Work item:
In the records that follow, find the line with "permissions can require"; from there, retype every line exactly through the line with "in gitignore files.", which also belongs to the answer.

Data supplied:
*****

PR #494, opened 2025-02-13
Add a CODEOWNERS file to the BLOM repo

TomasTorsvik:
I would like to test having a CODEOWNERS file in the repository, to make this more transparent for non-admin users.

See https://docs.github.com/en/repositories/managing-your-repositorys-settings-and-features/customizing-your-repository/about-code-owners
for more details about CODEOWNERS file.

### DIFF
--- a/.github/CODEOWNERS
+++ b/.github/CODEOWNERS
@@ -1,0 +1,21 @@
+# CODEOWNERS for NorESM-docs repository
+#======================================
+#
+# People with write permissions for the repository can create or edit the CODEOWNERS
+# file and be listed as code owners. People with admin or owner permissions can require
+# that pull requests have to be approved by code owners before they can be merged.
+#
+# A CODEOWNERS file uses a pattern that follows most of the same rules used in gitignore files.
+# The pattern is followed by one or more GitHub usernames or team names using the standard
+# @username or @org/team-name format. Users and teams must have explicit write access to the
+# repository, even if the team's members already have access.
+
+# default owners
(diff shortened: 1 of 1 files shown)


JorgSchwinger:
This means everyone who is code-owner will get a review request for every PR? We get notified anyway, so I'm not so sure this is necessary. I think it is good to be able to select who is the best person to review a specific PR. What is the advantage?

TomasTorsvik:
This would mostly be useful for someone from outside the regular team of contributors, to automatically tag people who are relevant for their PR. You need at least "triage"/"write" access on a repository in order to suggest reviewers.

We could also leave the "default owners" list empty, so that the automated tagging only kicks inn when changes are requested for either the "phy" or "hamocc" directories.

jmaerz:
As far as I understand the text, default owners aren't necessarily asked as reviewers, since the linked github pages states: 'Unless a later match takes precedence'. However, I am not sure, if other reviewers than listed in the owner file will also be allowed (or are sufficient to merge the PR) -  i.e. thinking of a PR that would be good to be e.g. reviewed by Mariana or someone else not in the current owner file. Would the list of potential reviewers remain the same or is it then fixed? Maybe worth a try and up to potential revert.

jmaerz (approved):

TomasTorsvik:
I think the documentation of the CODEOWNERS feature is a bit sparse, so the easiest would be just to enable it and try it out. It is easy to revert if we find that it doesn't work out.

*****

Exercise result:
+# file and be listed as code owners. People with admin or owner permissions can require
+# that pull requests have to be approved by code owners before they can be merged.
+#
+# A CODEOWNERS file uses a pattern that follows most of the same rules used in gitignore files.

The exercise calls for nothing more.